- WORK TO BE COMPLETED -
All of the records should be given back exactly and in full.
== AVAILABLE RECORDS
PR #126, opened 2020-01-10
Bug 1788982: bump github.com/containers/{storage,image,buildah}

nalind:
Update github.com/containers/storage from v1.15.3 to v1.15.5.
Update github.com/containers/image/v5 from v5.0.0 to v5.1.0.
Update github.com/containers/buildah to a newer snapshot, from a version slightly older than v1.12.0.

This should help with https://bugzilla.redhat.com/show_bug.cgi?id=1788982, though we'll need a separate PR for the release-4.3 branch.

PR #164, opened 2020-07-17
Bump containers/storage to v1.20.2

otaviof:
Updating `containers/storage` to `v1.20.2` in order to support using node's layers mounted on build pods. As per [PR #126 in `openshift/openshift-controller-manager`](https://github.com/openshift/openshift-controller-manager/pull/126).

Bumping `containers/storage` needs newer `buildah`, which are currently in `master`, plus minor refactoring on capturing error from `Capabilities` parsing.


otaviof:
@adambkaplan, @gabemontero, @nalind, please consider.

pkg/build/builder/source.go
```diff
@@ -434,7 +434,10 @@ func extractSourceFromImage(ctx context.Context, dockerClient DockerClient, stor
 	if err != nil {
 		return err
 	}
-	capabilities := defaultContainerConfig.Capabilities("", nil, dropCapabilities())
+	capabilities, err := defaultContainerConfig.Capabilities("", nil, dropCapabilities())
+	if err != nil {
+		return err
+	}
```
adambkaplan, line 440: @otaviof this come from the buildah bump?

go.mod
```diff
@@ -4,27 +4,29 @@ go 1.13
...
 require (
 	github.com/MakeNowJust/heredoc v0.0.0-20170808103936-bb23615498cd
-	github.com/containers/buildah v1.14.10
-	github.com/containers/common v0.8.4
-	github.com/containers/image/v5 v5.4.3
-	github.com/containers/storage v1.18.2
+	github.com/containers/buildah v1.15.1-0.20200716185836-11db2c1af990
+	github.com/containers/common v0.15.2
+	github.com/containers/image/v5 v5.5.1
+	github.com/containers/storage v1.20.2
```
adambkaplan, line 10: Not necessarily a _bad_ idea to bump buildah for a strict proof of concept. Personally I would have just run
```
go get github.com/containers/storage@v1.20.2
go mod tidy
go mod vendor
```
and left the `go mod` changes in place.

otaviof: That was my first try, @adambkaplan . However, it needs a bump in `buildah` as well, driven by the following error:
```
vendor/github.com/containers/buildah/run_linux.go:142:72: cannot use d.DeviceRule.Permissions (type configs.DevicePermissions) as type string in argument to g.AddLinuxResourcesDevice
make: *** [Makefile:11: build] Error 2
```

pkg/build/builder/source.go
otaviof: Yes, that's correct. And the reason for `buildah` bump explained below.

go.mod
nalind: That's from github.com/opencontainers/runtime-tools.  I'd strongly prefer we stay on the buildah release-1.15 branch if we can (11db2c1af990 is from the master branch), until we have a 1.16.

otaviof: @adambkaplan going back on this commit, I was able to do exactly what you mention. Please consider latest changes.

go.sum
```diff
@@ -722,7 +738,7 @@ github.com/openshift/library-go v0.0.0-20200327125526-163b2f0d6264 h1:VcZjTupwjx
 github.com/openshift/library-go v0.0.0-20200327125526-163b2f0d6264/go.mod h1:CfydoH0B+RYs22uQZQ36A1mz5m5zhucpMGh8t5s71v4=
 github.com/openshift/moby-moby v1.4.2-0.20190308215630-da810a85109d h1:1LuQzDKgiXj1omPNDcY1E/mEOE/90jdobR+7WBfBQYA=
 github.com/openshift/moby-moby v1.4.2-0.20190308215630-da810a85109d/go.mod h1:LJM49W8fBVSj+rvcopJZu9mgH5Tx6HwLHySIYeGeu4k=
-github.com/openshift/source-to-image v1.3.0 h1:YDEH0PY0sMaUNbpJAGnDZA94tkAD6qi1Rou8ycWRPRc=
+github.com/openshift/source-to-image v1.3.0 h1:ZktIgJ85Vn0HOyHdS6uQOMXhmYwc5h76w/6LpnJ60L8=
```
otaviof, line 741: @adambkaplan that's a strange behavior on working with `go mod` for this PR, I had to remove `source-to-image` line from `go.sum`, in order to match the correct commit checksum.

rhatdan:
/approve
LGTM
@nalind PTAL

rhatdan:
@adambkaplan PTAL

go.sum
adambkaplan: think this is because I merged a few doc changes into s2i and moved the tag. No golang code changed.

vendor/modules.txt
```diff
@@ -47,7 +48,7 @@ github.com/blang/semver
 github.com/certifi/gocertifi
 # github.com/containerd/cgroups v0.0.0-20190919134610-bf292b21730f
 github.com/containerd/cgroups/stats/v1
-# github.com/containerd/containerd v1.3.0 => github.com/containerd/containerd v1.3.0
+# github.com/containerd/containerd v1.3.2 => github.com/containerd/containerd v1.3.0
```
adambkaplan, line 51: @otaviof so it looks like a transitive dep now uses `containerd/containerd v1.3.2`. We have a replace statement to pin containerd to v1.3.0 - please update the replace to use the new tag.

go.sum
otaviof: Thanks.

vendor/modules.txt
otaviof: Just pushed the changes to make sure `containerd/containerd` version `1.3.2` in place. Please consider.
====
- ANSWER BOX -
PR #126, opened 2020-01-10
Bug 1788982: bump github.com/containers/{storage,image,buildah}

nalind:
Update github.com/containers/storage from v1.15.3 to v1.15.5.
Update github.com/containers/image/v5 from v5.0.0 to v5.1.0.
Update github.com/containers/buildah to a newer snapshot, from a version slightly older than v1.12.0.

This should help with https://bugzilla.redhat.com/show_bug.cgi?id=1788982, though we'll need a separate PR for the release-4.3 branch.

PR #164, opened 2020-07-17
Bump containers/storage to v1.20.2

otaviof:
Updating `containers/storage` to `v1.20.2` in order to support using node's layers mounted on build pods. As per [PR #126 in `openshift/openshift-controller-manager`](https://github.com/openshift/openshift-controller-manager/pull/126).

Bumping `containers/storage` needs newer `buildah`, which are currently in `master`, plus minor refactoring on capturing error from `Capabilities` parsing.


otaviof:
@adambkaplan, @gabemontero, @nalind, please consider.

pkg/build/builder/source.go
```diff
@@ -434,7 +434,10 @@ func extractSourceFromImage(ctx context.Context, dockerClient DockerClient, stor
 	if err != nil {
 		return err
 	}
-	capabilities := defaultContainerConfig.Capabilities("", nil, dropCapabilities())
+	capabilities, err := defaultContainerConfig.Capabilities("", nil, dropCapabilities())
+	if err != nil {
+		return err
+	}
```
adambkaplan, line 440: @otaviof this come from the buildah bump?

go.mod
```diff
@@ -4,27 +4,29 @@ go 1.13
...
 require (
 	github.com/MakeNowJust/heredoc v0.0.0-20170808103936-bb23615498cd
-	github.com/containers/buildah v1.14.10
-	github.com/containers/common v0.8.4
-	github.com/containers/image/v5 v5.4.3
-	github.com/containers/storage v1.18.2
+	github.com/containers/buildah v1.15.1-0.20200716185836-11db2c1af990
+	github.com/containers/common v0.15.2
+	github.com/containers/image/v5 v5.5.1
+	github.com/containers/storage v1.20.2
```
adambkaplan, line 10: Not necessarily a _bad_ idea to bump buildah for a strict proof of concept. Personally I would have just run
```
go get github.com/containers/storage@v1.20.2
go mod tidy
go mod vendor
```
and left the `go mod` changes in place.

otaviof: That was my first try, @adambkaplan . However, it needs a bump in `buildah` as well, driven by the following error:
```
vendor/github.com/containers/buildah/run_linux.go:142:72: cannot use d.DeviceRule.Permissions (type configs.DevicePermissions) as type string in argument to g.AddLinuxResourcesDevice
make: *** [Makefile:11: build] Error 2
```

pkg/build/builder/source.go
otaviof: Yes, that's correct. And the reason for `buildah` bump explained below.

go.mod
nalind: That's from github.com/opencontainers/runtime-tools.  I'd strongly prefer we stay on the buildah release-1.15 branch if we can (11db2c1af990 is from the master branch), until we have a 1.16.

otaviof: @adambkaplan going back on this commit, I was able to do exactly what you mention. Please consider latest changes.

go.sum
```diff
@@ -722,7 +738,7 @@ github.com/openshift/library-go v0.0.0-20200327125526-163b2f0d6264 h1:VcZjTupwjx
 github.com/openshift/library-go v0.0.0-20200327125526-163b2f0d6264/go.mod h1:CfydoH0B+RYs22uQZQ36A1mz5m5zhucpMGh8t5s71v4=
 github.com/openshift/moby-moby v1.4.2-0.20190308215630-da810a85109d h1:1LuQzDKgiXj1omPNDcY1E/mEOE/90jdobR+7WBfBQYA=
 github.com/openshift/moby-moby v1.4.2-0.20190308215630-da810a85109d/go.mod h1:LJM49W8fBVSj+rvcopJZu9mgH5Tx6HwLHySIYeGeu4k=
-github.com/openshift/source-to-image v1.3.0 h1:YDEH0PY0sMaUNbpJAGnDZA94tkAD6qi1Rou8ycWRPRc=
+github.com/openshift/source-to-image v1.3.0 h1:ZktIgJ85Vn0HOyHdS6uQOMXhmYwc5h76w/6LpnJ60L8=
```
otaviof, line 741: @adambkaplan that's a strange behavior on working with `go mod` for this PR, I had to remove `source-to-image` line from `go.sum`, in order to match the correct commit checksum.

rhatdan:
/approve
LGTM
@nalind PTAL

rhatdan:
@adambkaplan PTAL

go.sum
adambkaplan: think this is because I merged a few doc changes into s2i and moved the tag. No golang code changed.

vendor/modules.txt
```diff
@@ -47,7 +48,7 @@ github.com/blang/semver
 github.com/certifi/gocertifi
 # github.com/containerd/cgroups v0.0.0-20190919134610-bf292b21730f
 github.com/containerd/cgroups/stats/v1
-# github.com/containerd/containerd v1.3.0 => github.com/containerd/containerd v1.3.0
+# github.com/containerd/containerd v1.3.2 => github.com/containerd/containerd v1.3.0
```
adambkaplan, line 51: @otaviof so it looks like a transitive dep now uses `containerd/containerd v1.3.2`. We have a replace statement to pin containerd to v1.3.0 - please update the replace to use the new tag.

go.sum
otaviof: Thanks.

vendor/modules.txt
otaviof: Just pushed the changes to make sure `containerd/containerd` version `1.3.2` in place. Please consider.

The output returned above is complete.